# Anyone know about pool fencing laws in Kansas City, Missouri?



## mammal_mama (Aug 27, 2006)

We have bought an above-ground blowup pool for our daughters to play in this summer. I think it's about 2 feet deep. When they were out playing in it the other day, I noticed some writing on the side, saying that pool fencing laws apply with this product.

We have a chain-link fence all around our house, but the gates are easy to open. All our level ground is in the front, so that's where the pool is, in plain view of neighboring kids. There was one occasion when we looked out and a whole bunch of kids were in the pool. But dh got a little gruff with them (for getting in without asking) because of the legalities if something happenend, and they haven't tried it any more (at least, not that we know of).

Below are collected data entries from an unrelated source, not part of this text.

PR #617, opened 2023-08-16
Bug 1848902 - Drop MarkupSafe dependency version restriction

badboy:
We added that a while ago because MarkupSafe 2.1 dropped Python 3.6 support and m-c required <2.
Therefore this restriction gaves us a range of versions to work with.

Since then we dropped Python 3.6 support anyway. And hopefully this should work in m-c too.

### DIFF
--- a/setup.py
+++ b/setup.py
@@ -28,7 +28,6 @@ requirements = [
     "Click>=7",
     "diskcache>=4",
     "Jinja2>=2.10.1",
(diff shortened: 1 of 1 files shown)


badboy:
A naive "copy this checkout into m-c" (as per [docs](https://firefox-source-docs.mozilla.org/toolkit/components/glean/dev/updating_parser.html)) seems to work. Let's go with this.

travis79 (approved):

Because of costs, we like to fill it and leave the water in for 2-3 days or so before changing it, so there are definitely times when it's full that we're not out there. It doesn't seem terribly risky for a child over 4 (though of course I supervise my own children out there) -- but I've heard toddlers can get overwhelmed in just a little water.

I'm kind of worried, even though it doesn't seem likely that a tiny child would be so unsupervised as to be able to get in our pool and drown before his parents realized he was out of sight. I always had my own girls in sight when we were outdoors and they were that young, so I was never anxious about them drowning in anyone's pool, since I was there to take care of them.

I mean, I guess it's kind of like living near a lake or something ... I haven't been able to find any specific laws regarding this online so far, so I thought I'd check here. We could get padlocks for the gates to our chain-link fence -- this would slow a child down from being able to get to the pool, but I guess even some toddlers can climb fences. What do you think?


----------



## mammal_mama (Aug 27, 2006)

Okay, I was feeling so paranoid I just had to go out and check to make sure there were no little bodies floating around in there!

So I did a couple of things to make our gates more difficult to open, and we'll definitely get a couple of padlocks ASAP.

I guess as one poster said in a different thread about pools -- it's more about slowing them down; there's no surefire way to make sure kids "can't" get in there. But at least we can do everything we can to make it safe.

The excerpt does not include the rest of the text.